I overwinter mine in our heated garage. With the thermostat turned down low, the temps will vary from 5C to 10 C over the winter depending upon the temperatures outside.

The cobra gets put out into the garage in November and I bring it back into the basement in late March or early April. This has seemed to work well for me for the last couple of years.
 
Joined
Nov 29, 2008
Messages
497
Location
Twin Falls, ID, USA
I ended up bringing mine in, at least temporary. They weren't thawing out at all, even in the garage.
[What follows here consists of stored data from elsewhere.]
PR #581, opened 2016-09-21
Parser Events for Invalid Files

### LINKED ISSUE #552: Add ParsedWithErrors to Parser persistence
When a parsing fails, `HmdaFileParser` should create a `ParsedWithErrors` event and publish it to the event stream

schbetsy:
Closes #552.

Also, small updates to specs `HmdaFileParserSpec` and `LocalHmdaEventProcessorSpec`.

### DIFF
--- a/persistence/src/main/scala/hmda/persistence/processing/HmdaFileParser.scala
+++ b/persistence/src/main/scala/hmda/persistence/processing/HmdaFileParser.scala
@@ -51,6 +51,7 @@ class HmdaFileParser(submissionId: SubmissionId) extends HmdaPersistentActor wit
   import HmdaFileParser._
 
   var state = HmdaFileParseState()
+  var encounteredParsingErrors: Boolean = false
 
   override def updateState(event: Event): Unit = {
     state = state.updated(event)
@@ -62,7 +63,6 @@ class HmdaFileParser(submissionId: SubmissionId) extends HmdaPersistentActor wit
 
     case ReadHmdaRawFile(persistenceId) =>
       publishEvent(ParsingStarted(submissionId))
-      var encounteredParsingErrors: Boolean = false
 
       val parsedTs = events(persistenceId)
         .map { case LineAdded(_, data) => data }
--- a/persistence/src/main/scala/hmda/persistence/processing/HmdaFileParser.scala
+++ b/persistence/src/main/scala/hmda/persistence/processing/HmdaFileParser.scala
@@ -25,6 +25,7 @@ object HmdaFileParser {
   case class CompleteParsingWithErrors(submissionId: SubmissionId) extends Command
   case class ParsingStarted(submissionId: SubmissionId) extends Event
   case class ParsingCompleted(submissionId: SubmissionId) extends Event
+  case class ParsingCompletedWithErrors(submissionId: SubmissionId) extends Event
 
   def props(id: SubmissionId): Props = Props(new HmdaFileParser(id))
 
@@ -125,6 +126,7 @@ class HmdaFileParser(submissionId: SubmissionId) extends HmdaPersistentActor wit
 
     case CompleteParsingWithErrors =>
       log.debug(s"Parsing completed for $submissionId, errors found")
+      publishEvent(ParsingCompletedWithErrors(submissionId))
 
     case GetState =>
       sender() ! state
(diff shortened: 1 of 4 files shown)


persistence/src/main/scala/hmda/persistence/processing/HmdaFileParser.scala
```diff
@@ -60,12 +61,16 @@ class HmdaFileParser(submissionId: SubmissionId) extends HmdaPersistentActor wit
 
     case ReadHmdaRawFile(persistenceId) =>
       publishEvent(ParsingStarted(submissionId))
+      var encounteredParsingErrors: Boolean = false
```
schbetsy: Using this boolean variable, `encounteredParsingErrors`, seemed like the easiest/most efficient way to decide whether or not the file had any parsing errors. 

Is it bad form to use a `var`? If so, what would be better?

jmarin: Actors are one of the few places where using `var` is safe, since they are designed to keep state. I think it would probably be safest to put this variable at the top level, so it gets initialized (i.e. to false) and it's then changed accordingly as messages flow through the `receive` method

persistence/src/main/scala/hmda/persistence/processing/HmdaFileParser.scala
```diff
@@ -115,6 +123,9 @@ class HmdaFileParser(submissionId: SubmissionId) extends HmdaPersistentActor wit
       log.debug(s"Parsing completed for $submissionId")
       publishEvent(ParsingCompleted(submissionId))
 
+    case CompleteParsingWithErrors =>
+      log.debug(s"Parsing completed for $submissionId, errors found")
```
jmarin: Are we missing a `publishEvent(ParsedWithErrors)` here so that it gets picked up by the event processor?

schbetsy: See what I wrote a bit about this in the original issue, #552. I'm sending the event `ParsingCompletedWithErrors`, because that follows the pattern that the `HmdaFileValidator` established [here](https://github.com/cfpb/hmda-platform/blob/master/persistence/src/main/scala/hmda/persistence/processing/HmdaFileValidator.scala#L134).

If the event should really be called `ParsedWithErrors`, should I change the `HmdaFileValidator` to follow the same pattern?

persistence/src/main/scala/hmda/persistence/processing/HmdaFileParser.scala
schbetsy: Thanks for the feedback. Could you say more about why having `encounteredParsingErrors` is safer as a class-level variable (that's what I think you're suggesting; correct me if I'm wrong), rather than as a method-level variable (which it is now)? That info will help me understand how to use vars in the future.

jmarin: It's more for convention than anything else, most Akka actor code you will see will follow that pattern. The idea is it's easy to spot where the state changes will happen, and there will be an initial state at actor instantiation before any messages are received (this could be necessary in some cases; I think it doesn't necessarily matter in this particular case)

persistence/src/main/scala/hmda/persistence/processing/HmdaFileParser.scala
jmarin: Sorry, probably used the wrong variable name. What I meant is that under `case CompleteParsingWithErrors` I see the log line, but no event is fired to the event stream. It looks like it's missing something like `publishEvent(ParsingCompletedWithErrors(submissionId))`. Is this being done elsewhere? (I couldn't find it on first look)

schbetsy: Ohh, I see. Can you see it [here](https://github.com/schbetsy/hmda-platform/blob/e53e31bace3d99143d1066a9c498b8a960b58b42/persistence/src/main/scala/hmda/persistence/processing/HmdaFileParser.scala#L129)? I think there might be a bug in GitHub, because I added that line, but sometimes it disappears in the PR Review view.

jmarin: Yeah, I see it. Weird, as you mention it wasn't visible from the PR review page

persistence/src/main/scala/hmda/persistence/processing/HmdaFileParser.scala
schbetsy: Okay. I made the change in 45e9f59791fdac8d6b0764a4e7dd3525fa637db5.

schbetsy:
I believe one of our intermittent test failures was happening because we used the same `submissionId` in several test cases, when we were testing the log messages that contain `submissionId`. The latest commit on this branch should fix one instance where that was happening.

jmarin:
LGTM

PR #585, opened 2016-09-22
refactor InstitutionsHttpApiSpec

### LINKED ISSUE #584: Refactor InstitutionsHttpApiSpec
Break up big test file into smaller test files to reflect the structure as changed by https://github.com/cfpb/hmda-platform/pull/583

kgudel:
Closes #584

### DIFF
--- a/api/src/test/scala/hmda/api/http/InstitutionSpec.scala
+++ b/api/src/test/scala/hmda/api/http/InstitutionSpec.scala
@@ -1,0 +1,40 @@
+package hmda.api.http
+
+import java.io.File
+
+import akka.http.scaladsl.model.{ ContentTypes, HttpEntity, Multipart }
+import akka.http.scaladsl.testkit.ScalatestRouteTest
+import com.typesafe.config.ConfigFactory
+import hmda.api.RequestHeaderUtils
+import hmda.persistence.HmdaSupervisor
+import hmda.persistence.HmdaSupervisor.FindActorByName
+import hmda.persistence.demo.DemoData
+import hmda.persistence.institutions.InstitutionPersistence
+import org.iq80.leveldb.util.FileUtils
+import org.scalatest.{ BeforeAndAfterAll, MustMatchers, WordSpec }
+
+trait InstitutionSpec extends WordSpec with MustMatchers with BeforeAndAfterAll
+    with ScalatestRouteTest with RequestHeaderUtils with InstitutionsHttpApi {
+
+  override def beforeAll(): Unit = {
+    val supervisor = HmdaSupervisor.createSupervisor(system)
+    supervisor ! FindActorByName(InstitutionPersistence.name)
+    DemoData.loadTestData(system)
+    super.beforeAll()
+  }
+
+  override def afterAll(): Unit = {
+    system.terminate()
+    val config = ConfigFactory.load()
+    val snapshotStore = new File(config.getString("akka.persistence.snapshot-store.local.dir"))
+    FileUtils.deleteRecursively(snapshotStore)
+  }
+
+  def multiPartFile(contents: String, fileName: String) =
+    Multipart.FormData(Multipart.FormData.BodyPart.Strict(
+      "file",
+      HttpEntity(ContentTypes.`text/plain(UTF-8)`, contents),
+      Map("filename" -> fileName)
+    ))
+
+}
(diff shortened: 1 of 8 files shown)


api/src/test/scala/hmda/api/http/InstitutionSpec.scala
```diff
@@ -0,0 +1,40 @@
...
+  }
+
+  override def afterAll(): Unit = {
+    system.terminate()
+    val config = ConfigFactory.load()
+    val snapshotStore = new File(config.getString("akka.persistence.snapshot-store.local.dir"))
+    FileUtils.deleteRecursively(snapshotStore)
+  }
+
+  def multiPartFile(contents: String, fileName: String) =
```
jmarin: Shouldn't this function be included in the `UploadPathSpec` class instead?

kgudel: This function is used both in `UploadPathSpec` but also in `InstitutionHttpApiSpec`, that's why I put it in `InstitutionSpec`.

api/src/test/scala/hmda/api/http/institutions/SubmissionPathsSpec.scala
```diff
@@ -0,0 +1,68 @@
...
+import hmda.api.http.InstitutionSpec
+import hmda.api.model.{ErrorResponse, SubmissionStatusWrapper, SubmissionWrapper}
+import hmda.model.fi._
+import hmda.persistence.demo.DemoData
+
+import scala.concurrent.duration._
+
+class SubmissionPathsSpec extends InstitutionSpec {
+
+  override val log: LoggingAdapter = NoLogging
```
schbetsy: Could it work to put these lines (initializing `log`, `timeout`, and `ec`) in the parent spec? If so, that would be nice, to reduce duplication.

api/src/test/scala/hmda/api/http/InstitutionsHttpApiSpec.scala
```diff
@@ -1,196 +1,20 @@
...
-import hmda.persistence.institutions.SubmissionPersistence.UpdateSubmissionStatus
-import hmda.persistence.institutions.{ InstitutionPersistence, SubmissionPersistence }
-import org.iq80.leveldb.util.FileUtils
-import org.scalatest.{ BeforeAndAfterAll, MustMatchers, WordSpec }
 
 import scala.concurrent.duration._
 
-class InstitutionsHttpApiSpec extends WordSpec with MustMatchers with ScalatestRouteTest
-    with InstitutionsHttpApi with BeforeAndAfterAll with RequestHeaderUtils {
+class InstitutionsHttpApiSpec extends InstitutionSpec {
```
schbetsy: It looks like all that's left in this file is authorization-related specs. If that's true, could we rename the spec to be more specific, like `InstitutionsAuthSpec` or similar?

api/src/test/scala/hmda/api/http/InstitutionSpec.scala
```diff
@@ -0,0 +1,40 @@
...
+import com.typesafe.config.ConfigFactory
+import hmda.api.RequestHeaderUtils
+import hmda.persistence.HmdaSupervisor
+import hmda.persistence.HmdaSupervisor.FindActorByName
+import hmda.persistence.demo.DemoData
+import hmda.persistence.institutions.InstitutionPersistence
+import org.iq80.leveldb.util.FileUtils
+import org.scalatest.{ BeforeAndAfterAll, MustMatchers, WordSpec }
+
+trait InstitutionSpec extends WordSpec with MustMatchers with BeforeAndAfterAll
```
schbetsy: A minor detail: I think `InstitutionApiSpec` (or something that includes `http` and/or `api` in it) would be a more descriptive name for this spec. There are other specs that cover other institution functionality, like persistence.

kgudel: Thanks for the suggestion here and with renaming `InstitutionsHttpApiSpec` to something like `InstitutionsAuthSpec`, I was having trouble figuring out the naming and I think that this is right on!

api/src/test/scala/hmda/api/http/InstitutionSpec.scala
jmarin: That makes sense

PR #586, opened 2016-09-23
Removing Thread.sleep

### LINKED ISSUE #579: Explore getting rid of Thread.sleep in tests

nickgrippin:
Several usages of `Thread.sleep()` are still in place.  The ones in `DemoData` are not a priority, due to the nature of them only being used during Demos (and not in production).  The other two usages exist in tests before `system.terminate` calls.  When these calls fire, they also kill all child actors, which results in some unusual test behavior.  I haven't found a solution to these outside of a `Thread.sleep()` call.

Closes #579


schbetsy:
There's one more instance of `Thread.sleep` that exists in the code that you didn't mention, in `UploadPathsSpec`. Did you get a chance to look at that one?

persistence/src/test/scala/hmda/persistence/processing/LocalHmdaEventProcessorSpec.scala
```diff
@@ -113,17 +113,14 @@ class LocalHmdaEventProcessorSpec extends ActorSpec {
...
-      a <- fSubmissions
-      b <- (a ? GetState).mapTo[Seq[Submission]]
-    } yield b.head.submissionStatus
-
-    val submissionStatus = Await.result(fSubmissionStatus, duration)
-    submissionStatus mustBe status
+    fSubmissions.map { subActor =>
+      val fSubmissionSeq = (subActor ? GetState).mapTo[Seq[Submission]]
+      fSubmissionSeq.map { subList =>
+        subList.head.submissionStatus mustBe status
```
schbetsy: Having this assertion happen async appears not to work, unfortunately. When the assertion fails, it doesn't show a failure in the test results.

nickgrippin: This should be resolved in my newest commit

schbetsy:
Small comment: Since the `LocalHmdaEventProcessor` is now part of the `hmda.persistence.processing` package, one of the imports (line 19) causes a warning in the console.

persistence/src/test/scala/hmda/persistence/processing/LocalHmdaEventProcessorSpec.scala
```diff
@@ -114,16 +114,10 @@ class LocalHmdaEventProcessorSpec extends ActorSpec {
...
-    val fSubmissionStatus = for {
-      a <- fSubmissions
-      b <- (a ? GetState).mapTo[Seq[Submission]]
-    } yield b.head.submissionStatus
-
-    val submissionStatus = Await.result(fSubmissionStatus, duration)
-    submissionStatus mustBe status
+    val subActor = Await.result(fSubmissions, 5.seconds)
+    val submissionSeq = Await.result((subActor ? GetState).mapTo[Seq[Submission]], 5.seconds)
+    submissionSeq.head.submissionStatus.code mustBe status.code
```
schbetsy: We'll get much more sensible test failure messages if you change this to
```
submissionSeq.head.submissionStatus mustBe status
```

api/src/test/scala/hmda/api/http/institutions/UploadPathsSpec.scala
```diff
@@ -48,12 +51,14 @@ class UploadPathsSpec extends InstitutionHttpApiSpec with UploadPaths {
...
       } yield {
         s ! UpdateSubmissionStatus(SubmissionId("0", "2017", 1), Signed)
-      }
 
-      Thread sleep 100
-      postWithCfpbHeaders("/institutions/0/filings/2017/submissions/1", file) ~> institutionsRoutes ~> check {
-        status mustBe StatusCodes.BadRequest
-        responseAs[ErrorResponse] mustBe ErrorResponse(400, "Submission already exists", "institutions/0/filings/2017/submissions/1")
+        val submission = Await.result((s ? GetSubmissionById(SubmissionId("0", "2017", 1))).mapTo[Submission], 5.seconds)
+        submission.submissionStatus.code mustBe 12
```
schbetsy: Similar to my above comment: I think it's much more readable to compare the actual status, rather than the status code.

nickgrippin:
@schbetsy, your suggested changes should be in now

schbetsy:
Nice work. LGTM.
 
`Await.result` looks like a good way to get around issues with specs that require future values, but I'm definitely not an expert in Scala best practices or concurrency.  I'm interested in hearing @jmarin 's opinion.

kgudel:
`Await.result` seems like a very cool way of handling this. Well done!

jmarin:
@nickgrippin @schbetsy @kgudel I'm late to this as it's already been merged. No issues with this implementation, good job @nickgrippin. Just wanted to state the obvious, which is, **never ever ever** use `Await.result` in production code unless there is no other option (there always is another option). It blocks the `Future` and throws away all the advantages of using async I/O. It's fine for test code and it is used in that context quite frequently.

PR #589, opened 2016-09-28
Update states doc

awolfe76:
The diff doesn't show it very well but this contains
- small changes in wording in state `9`, it isn't ready to be `Signed` until state `11`
- but notice that this proposes to swap states 5 and 6. this is to keep the states consistent in the order of:
  - `<state>ing`
  - `<state>edWithErrors`
  - `<state>ed`

The `Validating` states are currently in this order, `Parsed` states were not.

If the change to the order of the states is ok we'll need to create an issue to update the back-end. If we want to leave it as is, I'll remove that update.

### DIFF
--- a/Documents/submission-status.md
+++ b/Documents/submission-status.md
@@ -5,18 +5,30 @@ Every submission will store a `SubmissionStatus` object with the following struc
 * `code`: `Integer`
 * `message`: `String`
 
+For example:
+
+```json
+{
+  "id": 3,
+  "status": {
+    "code": 1,
+    "message": "created"
+  }
+}
+```
+
 In order to track the status of a filing for a financial institution, the following states are captured by the backend:
 
-* `1`: `Created` - The filing has been created and is ready to accept data.
+* `1`: `Created` - The submission for a filing period has been created and is ready to accept data.
 * `2`: `Uploading` - Data is currently being uploaded to the system.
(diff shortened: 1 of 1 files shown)


schbetsy:
LGTM. If this is accepted, https://github.com/cfpb/hmda-platform/issues/595 will be necessary.

awolfe76:
@schbetsy - more details added. Have a look when you get a chance.

awolfe76:
Also, to help document our standup conversation:

Its recommended that another state / other states be added to capture different types of errors, grouping syntactical and validity edits in one state and quality and macro edits in another.
_State names and descriptions just to get the point across._

For example:
- `7`: `Validating` - Submitted data is being run through the rules engine that checks for syntactical, validity, quality, and macro edits. All edit checks are performed in this state.
- `8`: `ValidatedWithSyntacticalValidity` - The validation process is complete, but syntactical and/or validity edits are present and a resubmission is required.
- `9`: `ValidatedWithQualityMacro` - The validation process is complete, but quality and/or macro edits are present and require verification.
- `10`: `Validated` - Data submitted passes all syntactical and validity edits and all quality and macro edits, if the existed, have been verified. The data is now considered valid and the IRS report can be generated.

---

I recommend that we continue with what we have and merge this PR and work on #595. If we run into a problem with the states in the future, or if someone feels strongly enough, PRs are always welcome! 😎

schbetsy:
@awolfe76 Thanks for your updates to the documentation. It's all much clearer to me now. 🚀

PR #590, opened 2016-09-28
Improve API error messaging

schbetsy:
This PR has several updates: 

- In the upload path, use the same directive that the other endpoints do (`timedPost`). So now it only responds to `POST`, which matches the specification. Previously, it would respond to any HTTP verb (e.g. `PUT`, `PATCH`), not just `POST`. 
- Update the ErrorResponse object so that the `path` field uses a `Path` object, instead of a simple `String`. This makes error responses more type safe.
- Update the `completeWithInternalError` method to use a `Uri` object as a parameter, instead of the `path` string.
- Extract the uri of each request within its endpoint, rather than reconstructing a path string from path parameters. This allows us to use `Uri` and `Path` objects instead of `String`s in several places.

### DIFF
--- a/api/src/main/scala/hmda/api/http/HmdaCustomDirectives.scala
+++ b/api/src/main/scala/hmda/api/http/HmdaCustomDirectives.scala
@@ -29,8 +29,8 @@ trait HmdaCustomDirectives extends ApiErrorProtocol {
       }
       .result()
 
-  def timedGet: Directive0 = get & time
-  def timedPost: Directive0 = post & time
+  def timedGet = get & time & extractUri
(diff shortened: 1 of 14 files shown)


kgudel:
LGTM! I really like these changes, I think it makes the API much cleaner to use the `extractUri` directive. Also, while you don't mention this change in your notes on the PR, I really the inclusion of a comment above each endpoint with the full path, it makes the api MUCH more legible.

schbetsy:
@jmarin @nickgrippin Any comments? If not, I'll merge tomorrow morning.

PR #591, opened 2016-09-29
Improved console output for test suite

schbetsy:
As we discussed in standup today.

You can read more about ScalaTest config (especially the flags that determine what gets printed to the console) [here](http://www.scalatest.org/user_guide/using_scalatest_with_sbt)


schbetsy:
Known issue: The spec runner still prints out success messages for `Q030`, presumably because it is confused by the nesting of the specs. I think this is acceptable, since the output is still vastly improved

kgudel:
LGTM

My current plan is to move them back out there today and hopefully they just won't freeze solid again.

I have a sinking suspicion that my current environs are going to just preclude me from growing any outside CPs. =/
 
Joined
Dec 1, 2007
Messages
4,192
Location
Puyallup, WA United States
mcantrell - my cobras have been frozen solid for a few days now without thawing out, it doesnt bug em generally, since their habitat is naturally freezing during this time of the year anyway....
 
Joined
Oct 26, 2008
Messages
299
Location
South East (UK)
I would like to know how deep the pot goes...

I hear that cobras are slow growing... is that true...

As I would like a multi pot .... with different carn's in later...
 
Joined
Dec 1, 2007
Messages
4,192
Location
Puyallup, WA United States
Speed of growth depends on growing conditions in my experiance, to me cobras are very fast growers and very hardy, but i live in the exact climate, and pretty much near the exact location as these plants, so i cant vouch for much as i really dont do much for my plants. They do like deep pots from what ive seen, gives them more root space and room to wrap stolons around in which they will send up offshots with new plants. Go with a nice big unglazed terracotta pot as this will allow the pot itself to absorb moisture and keep the roots nice and cool which is a big must for these plants.